To bridge the sim-to-real gap, the paper introduces an extensive domain randomization strategy targeting variations in robot body dynamics, actuator characteristics, and environmental conditions. This approach yields a robust RL policy that proves effective across a multitude of real-world scenarios, maintaining adaptability and resilience against unexpected disturbances. The results also underscore the framework's efficacy in diverse terrains using a common policy, demonstrating competency in height-based foot positioning for gait analysis.

Figure 2: An overview of the control architecture for training and deployment.

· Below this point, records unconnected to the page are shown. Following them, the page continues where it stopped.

PR #2661, opened 2019-09-18
Dump metrics

amelie-renard-sonarsource:


sonaranalyzer-dotnet/src/SonarAnalyzer.CSharp/CBDE/MLIRExporter.cs
```diff
@@ -97,48 +103,16 @@ private bool IsTooClomplexForMLIROrTheCFG(MethodDeclarationSyntax method)
             {
                 return true;
```
loic-joly-sonarsource: Shouldn't you call `exporterMetrics.AddUnsupportedFunction` here too?

sonaranalyzer-dotnet/src/SonarAnalyzer.CSharp/CBDE/MlirExporterMetrics.cs
```diff
@@ -0,0 +1,51 @@
...
+        }
+
+        public void AddSupportedFunction()
+        {
+            ++nbSupportedFunctions;
+        }
+        public void AddUnsupportedFunction(SyntaxKind unsupportedSyntax)
+        {
+            ++nbUnsupportedFunctions;
+            if (!unsupportedSyntaxes.ContainsKey(unsupportedSyntax))
```
loic-joly-sonarsource: Why not code like that:

```
unsupportedSyntaxes[unsupportedSyntax] = unsupportedSyntax.tryGetValue(unsupportedSyntax, out int currentVal) ? currentVal + 1 : 1;
```
Or maybe even:
```
unsupportedSyntaxes.TryAdd(unsupportedSyntax, 0); // Nop if value already exists
++unsupportedSyntaxes[unsupportedSyntax]
```

sonaranalyzer-dotnet/src/SonarAnalyzer.CSharp/CBDE/MlirExporterMetrics.cs
```diff
@@ -0,0 +1,51 @@
...
+            {
+                unsupportedSyntaxes.Add(unsupportedSyntax, 1);
+                return;
+            }
+            ++unsupportedSyntaxes[unsupportedSyntax];
+        }
+
+        public String Dump()
```
loic-joly-sonarsource: Could you add a unit test for that?

PR #2666, opened 2019-09-20
Rule S4583: Calls to delegate's method "BeginInvoke" should be paired with calls to "EndInvoke"

### LINKED ISSUE #1330: Rule S4583: "BeginInvoke" should be paired with "EndInvoke"
### Description

Using `BeginInvoke` without a closing `EndInvoke` can result in thread leaks. That's because when the invoked method throws an exception or returns a value, the thread that is used is never released back to the `ThreadPool`.

This rule raises an issue when a call to `BeginInvoke` is not paired with a call to `EndInvoke`.

Implements [RSPEC-4583](https://jira.sonarsource.com/browse/RSPEC-4583)

alban-auzeill:
Fixes #1330


sonaranalyzer-dotnet/src/SonarAnalyzer.CSharp/Rules/BeginInvokePairedWithEndInvoke.cs
```diff
@@ -0,0 +1,230 @@
...
+            calledMethod = ReplaceNewDelegateByMethodDeclaration(calledMethod, semantic);
+            if (calledMethod != null && ParentDeclarationKinds.Contains(calledMethod.Kind()))
+            {
+                return GetEndInvokeList(calledMethod, semantic).Count > 0;
+            }
+
+            return true;
+        }
+
+        private static SyntaxNode ReplaceNewDelegateByMethodDeclaration(SyntaxNode node, SemanticModel semantic)
```
andrei-epure-sonarsource: The name is confusing - I expect a side effect from the name of the method. Also, please add a comment - which method declaration is this method looking for?

Also , would be clearer if instead of SyntaxNode, it would receive an ObjectCreationExpressionSyntax parameter

sonaranalyzer-dotnet/src/SonarAnalyzer.CSharp/Rules/BeginInvokePairedWithEndInvoke.cs
```diff
@@ -0,0 +1,230 @@
...
+                    && variableDeclarator.Initializer is EqualsValueClauseSyntax equalsValueClause)
+                {
+                    return equalsValueClause.Value.RemoveParentheses();
+                }
+            }
+
+            return node;
+        }
+
+        private static bool IsNullLiteral(ExpressionSyntax callbackArg) => callbackArg.IsKind(SyntaxKind.NullLiteralExpression);
```
andrei-epure-sonarsource: I think this could be called on a `SyntaxNode`, and you could make it an extension method (see the `Helpers` namespace to add it to SyntaxNodeHelpers

sonaranalyzer-dotnet/src/SonarAnalyzer.CSharp/Rules/BeginInvokePairedWithEndInvoke.cs
```diff
@@ -0,0 +1,230 @@
...
+        {
+            var callbackArgPos = invocationExpression.ArgumentList.Arguments.Count - 2;
+            var callbackArg = GetArgumentExpressionByNameOrPosition(invocationExpression, "callback", callbackArgPos)
+                ?.RemoveParentheses();
+            return callbackArg;
+        }
+
+        private static bool IsCallbackMayContainEndInvoke(SyntaxNode callbackArg, SemanticModel semantic)
+        {
+            var calledMethod = callbackArg.RemoveParentheses();
```
andrei-epure-sonarsource: At this point, you don't know it's a called method, `argument` would be more accurate

sonaranalyzer-dotnet/src/SonarAnalyzer.CSharp/Rules/BeginInvokePairedWithEndInvoke.cs
```diff
@@ -0,0 +1,230 @@
...
+                    return symbol?.DeclaringSyntaxReferences.FirstOrDefault()?.GetSyntax();
+                }
+            }
+
+            return node;
+        }
+
+        private static SyntaxNode ReplaceIdentifierByItsInitializer(SyntaxNode node, SemanticModel semantic)
+        {
+            if (node != null && node.IsKind(SyntaxKind.IdentifierName))
```
andrei-epure-sonarsource: You could move the `IsKind` check in the parent, and make this method just for IdentifierNameSyntax parameter instead of SyntaxNode - like this it would be clear from the signature what it should do

sonaranalyzer-dotnet/src/SonarAnalyzer.CSharp/Rules/BeginInvokePairedWithEndInvoke.cs
```diff
@@ -0,0 +1,230 @@
...
+            SyntaxKind.ClassDeclaration,
+            SyntaxKind.CompilationUnit,
+            SyntaxKind.ConstructorDeclaration,
+            SyntaxKind.DelegateDeclaration,
+            SyntaxKind.DestructorDeclaration,
+            SyntaxKind.InterfaceDeclaration,
+            SyntaxKind.MethodDeclaration,
+            SyntaxKind.ParenthesizedLambdaExpression,
+            SyntaxKind.SimpleLambdaExpression,
+            SyntaxKind.StructDeclaration
```
andrei-epure-sonarsource: Did you add a test for StructDeclaration?

sonaranalyzer-dotnet/src/SonarAnalyzer.CSharp/Rules/BeginInvokePairedWithEndInvoke.cs
```diff
@@ -0,0 +1,230 @@
...
+
+        private ExpressionSyntax GetCallbackArg(InvocationExpressionSyntax invocationExpression)
+        {
+            var callbackArgPos = invocationExpression.ArgumentList.Arguments.Count - 2;
+            var callbackArg = GetArgumentExpressionByNameOrPosition(invocationExpression, "callback", callbackArgPos)
+                ?.RemoveParentheses();
+            return callbackArg;
+        }
+
+        private static bool IsCallbackMayContainEndInvoke(SyntaxNode callbackArg, SemanticModel semantic)
```
andrei-epure-sonarsource: regarding the name, I think you can skip the `Is` because it's a bit unnatural - `CallbackContainsEndInvoke`  should suffice

sonaranalyzer-dotnet/src/SonarAnalyzer.Utilities/Rules.Description/S4583.html
```diff
@@ -0,0 +1,79 @@
+<p>Calling the <code>BeginInvoke</code> method of a delegate will allocate some resources that are only freed-up when <code>EndInvoke</code> is
+called. This is why you should always pair <code>BeginInvoke</code> with an <code>EndInvoke</code> to complete your asynchronous call.</p>
+<p>This rule raises an issue when:</p>
+<p> * the <code>BeginInvoke</code> method is called without any callback and it is not paired with a call to <code>EndInvoke</code> in the same
```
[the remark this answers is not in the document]
alban-auzeill: You have good eyes. :confused: it's a bug in rule-api that does not support the space character ' ' before the star '*'. [RULEAPI-520](https://jira.sonarsource.com/browse/RULEAPI-520)

sonaranalyzer-dotnet/src/SonarAnalyzer.CSharp/Rules/BeginInvokePairedWithEndInvoke.cs
alban-auzeill: I didn't find `SyntaxNodeHelpers` but `SonarAnalyzer.CSharp\Helpers\CSharpSyntaxHelper`. I hope it's what you wanted to say. I created an extension method.

sonaranalyzer-dotnet/src/SonarAnalyzer.CSharp/Rules/BeginInvokePairedWithEndInvoke.cs
alban-auzeill: Ok but I used `CallbackMayContainEndInvoke` and not not `CallbackContainsEndInvoke` because:
* false means we resolved callback code and didn't find `EndInvoke`
* true means we found `EndInvoke` or didn't resolve the callback code.

andrei-epure-sonarsource: ok, then it's worth adding these 2 points in the method comment

sonaranalyzer-dotnet/src/SonarAnalyzer.CSharp/Rules/BeginInvokePairedWithEndInvoke.cs
```diff
@@ -96,48 +96,52 @@ private ExpressionSyntax GetCallbackArg(InvocationExpressionSyntax invocationExp
...
+                callback = LookupIdentifierInitializer((IdentifierNameSyntax)callback, semantic);
             }
 
-            return true;
-        }
-
-        private static SyntaxNode ReplaceNewDelegateByMethodDeclaration(SyntaxNode node, SemanticModel semantic)
-        {
-            if (node != null && node.IsKind(SyntaxKind.ObjectCreationExpression))
+            if (callback.IsKind(SyntaxKind.ObjectCreationExpression))
```
andrei-epure-sonarsource: should this be an `else if`? or are you checking the result of `LookupIdentifierInitializer`?

sonaranalyzer-dotnet/src/SonarAnalyzer.CSharp/Rules/BeginInvokePairedWithEndInvoke.cs
```diff
@@ -0,0 +1,229 @@
...
+
+        public override ImmutableArray<DiagnosticDescriptor> SupportedDiagnostics => ImmutableArray.Create(rule);
+
+        private static readonly ISet<SyntaxKind> ParentDeclarationKinds = new HashSet<SyntaxKind>
+        {
+            SyntaxKind.AnonymousMethodExpression,
+            SyntaxKind.ClassDeclaration,
+            SyntaxKind.CompilationUnit,
+            SyntaxKind.ConstructorDeclaration,
+            SyntaxKind.DelegateDeclaration,
```
andrei-epure-sonarsource: is DelegateDeclaration needed here anymore?

sonaranalyzer-dotnet/src/SonarAnalyzer.CSharp/Rules/BeginInvokePairedWithEndInvoke.cs
```diff
@@ -0,0 +1,229 @@
...
+
+        private ExpressionSyntax GetCallbackArg(InvocationExpressionSyntax invocationExpression)
+        {
+            var callbackArgPos = invocationExpression.ArgumentList.Arguments.Count - 2;
+            var callbackArg = GetArgumentExpressionByNameOrPosition(invocationExpression, "callback", callbackArgPos)
+                ?.RemoveParentheses();
+            return callbackArg;
+        }
+
+        /// <returns>
```
andrei-epure-sonarsource: I would add a comment like
```
This method is looking for the callback code which can be:
- in a identifier initializer (like a lambda)
- passed directly as a lambda argument
- passed as a new delegate instantiation (and the code can be inside the method declaration)
- a mix of the above
```

sonaranalyzer-dotnet/src/SonarAnalyzer.CSharp/Rules/BeginInvokePairedWithEndInvoke.cs
alban-auzeill: no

The framework's success in real-world deployment is augmented by the deployment infrastructure, which includes a Python-based SDK for seamless policy execution on humanoid platforms. This integration facilitates ease-of-use while maintaining strong alignment with predefined performance metrics, showcasing efficient policy execution with minimal latency disturbances.

Experimental Evaluation

Comprehensive experiments validate the framework's capabilities in executing complex locomotion tasks, such as omnidirectional walking and robust push recovery operations. The adaptive capacities of the RL framework are vividly demonstrated, with real-world trials illustrating the efficacy of the deployed control policies in maintaining stability and maneuverability in challenging conditions.

Figure 3: Omnidirectional walking. (a) Forward. (b) Backward. (c) Rotation. (d) Sideways.

Figure 4: Walking on a 10-degree slope. Upper: Forward. Lower: Sideways.

The paper reports successful implementation of fundamental locomotive functions, highlighting how real-time adjustments in policy outputs enable the robot to maintain balance and respond effectively to both immediate and sustained external forces.

Conclusion

The Booster Gym framework stands out as a valuable contribution to the field of humanoid robotics, providing a streamlined, open-source solution capable of profound impact within the robotics community. By incorporating domain randomization and versatile RL components, the framework offers a robust methodology for developing and deploying real-world locomotion strategies. Future work should focus on extending the framework's capabilities, potentially broadening the set of applicable tasks and enhancing the automation of policy adaptation for further advances in humanoid robotics.